There revisions also showed that the recession was deeper than originally reported. The original data showed that the economy surpassed the level of Q4-2007, when the recession started, in Q4-2010. These new data showed that the economy had still not reached those levels.
GDP data are reported on a real basis, that is, adjusted for inflation, and also on a quarterly annualized basis. That means that the data compare what happens between quarters. So the Q2-2011 report showed economic growth of +1.3%. That means that if the economy were to grow for a whole year in the way it did from Q1 to Q2, it would be at an annual rate of +1.3%. So the report really means that growth from Q1 to Q2 was actually 1.3/4, or roughly +0.33%.
Quarterly data tend to jump around a bit, so we prefer looking at GDP on a year-to-year (Y/Y) basis. That is, we'd prefer to compare Q2-2011 against Q2-2010. The chart below shows the GDP comparison on this basis (click chart to enlarge):
The chart shows that the recession (Q7-2007 to Q2-2009) was deeper than originally reported.
On an inflation-adjusted dollar basis, the revisions also showed that the recovery was not completed in Q4-2010, but is still underway (click chart to enlarge):
The economy is still faltering. While there was great hope that successful completion of the debt ceiling negotiations would be met with economic enthusiasm, from what we know of the agreements as proposed is that, as usual, the debt ceiling is just raised, and there is a lot of kicking the can down the road, so each side can blame the other for lack or restraint or lack of cooperation, and spending can continue.
The
ISM report of Monday, August 1, showed a decline in manufacturing growth ahead, further underscoring the the debt limit debate actually has little to do with the underlying economic realities.
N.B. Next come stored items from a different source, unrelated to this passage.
PR #1486, opened 2021-04-01
Implement a layer swipe tool

mingfeng:
Created a new layer swipe bundle that provides the layer swipe map tool.
The button to activated the tool is inserted to basic toolbar when the
bundle is started. When activated, the topmost layer will be the swipe
layer and appear on left side while the rest of the layers will be on
the right side. Currently only non-vector layers can be the swipe layer.

When there are layers added to or removed from the map, the tool will
update the swipe layer accordingly.

TODO:
[] The new icon needs to be built into the `icons.png` file before it can be used for button

layer-swipe


resources/icons.css
```diff
@@ -1638,6 +1638,14 @@
     background-position: -5092px 0px !important;
 }
 
+.tool-layer-swipe {
+    width: 32px;
+    height: 32px;
+    background-image: url('icons.png') !important;
+    background-repeat: no-repeat !important;
+    background-position: -5060px 0px !important;
+}
```
ZakarFin, line 1647: This is generated when the icons.png sprite is created.

bundles/mapping/layerswipe/instance.js
```diff
@@ -0,0 +1,143 @@
...
+            });
+            this.eventListenerKeys.push(prerenderKey);
+            const postrenderKey = layer.on('postrender', (event) => {
+                event.context.restore();
+            });
+            this.eventListenerKeys.push(postrenderKey);
+        },
+
+        unregisterEventListeners: function () {
+            this.eventListenerKeys.forEach(key => unByKey(key));
```
ZakarFin, line 96: I'm not sure what this does but if it unregisters all listeners for pre/postrender (also registered by other bundles) it will break stuff.

bundles/mapping/layerswipe/instance.js
```diff
@@ -0,0 +1,143 @@
...
+            this.eventListenerKeys = [];
+        },
+
+        getSplitterElement: function () {
+            if (!this.splitter) {
+                this.splitter = jQuery('<div class="layer-swipe-splitter"></div>');
```
ZakarFin, line 102: We are moving away from jQuery. Is there some React-based code that could be used here?

bundles/mapping/layerswipe/instance.js
```diff
@@ -0,0 +1,143 @@
...
+        updateSwipeLayer: function () {
+            this.unregisterEventListeners();
+            const layer = this.getTopmostLayer();
+            if (layer) {
+                this.registerEventListeners(layer);
+            }
+        },
+
+        getTopmostLayer: function () {
+            const layers = this.map.getLayers().getArray().filter(layer => layer.getVisible() && !(layer instanceof VectorLayer));
```
ZakarFin, line 61: Should the localized tooltip say that vectorlayers are not counted as layers? Or why do we filter them out? There might be some layers that we do want to filter out like a draw layer or marker layer but probably not all VectorLayers?

PR #2393, opened 2023-08-31
Use theme for info/metadata icon colors.

Creaticide:


src/react/components/icons/Info.jsx
```diff
@@ -24,12 +44,14 @@ const StyledInfoIcon = styled(QuestionCircleOutlined)`
 export const Info = ({ children, title, size = 16, style }) => {
 
     return (
-        <Tooltip title={title || children}>
-            <StyledInfoIcon
-                className='t_icon t_info'
-                style={{ fontSize: `${size}px`, ...style }}
+        <ThemeProvider>
```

On Wednesday, the ADP employment index, ISM non-manufacturing index, and factory orders will be reported, and then attention will shift to employment. Thursday's initial jobless claims will be eyed to see it stays below 400,000 as it was last week (last week's data may be revised to be above that), and then Friday's unemployment report will be viewed as exceptionally important. It is likely that the workforce will continue its contraction, and that the unemployment rate will stay about the same.
Any approved debt deal still has to be viewed in this grander context, so it's important not to get carried away with any budgetary enthusiasm:
1) The economy is slow and the risks of another recession are rising (it is more likely that the muddle will continue); there will be growing pressure for more stimulus in coming months.
2) The Fed is continuing QE2 by replacing whatever bonds mature and replacing them with new purchases; it is likely they will have a QE3 but will not call it that or call attention to it. The dollar will stay weak and is likely to become weaker
3) The barrage of regulations and taxes for 2013 and 2014 are still on track for implementation
4) The incentives against hiring in the tax law and upcoming regulations will ensure that businesses will continue to spend money on efficiency rather than expansion, which usually means more money for computing and communications, and anything else that streamlines operations and cuts costs at the same time.
None of this adds up to a robust economy. Work and invest accordingly to profitably navigate what's ahead.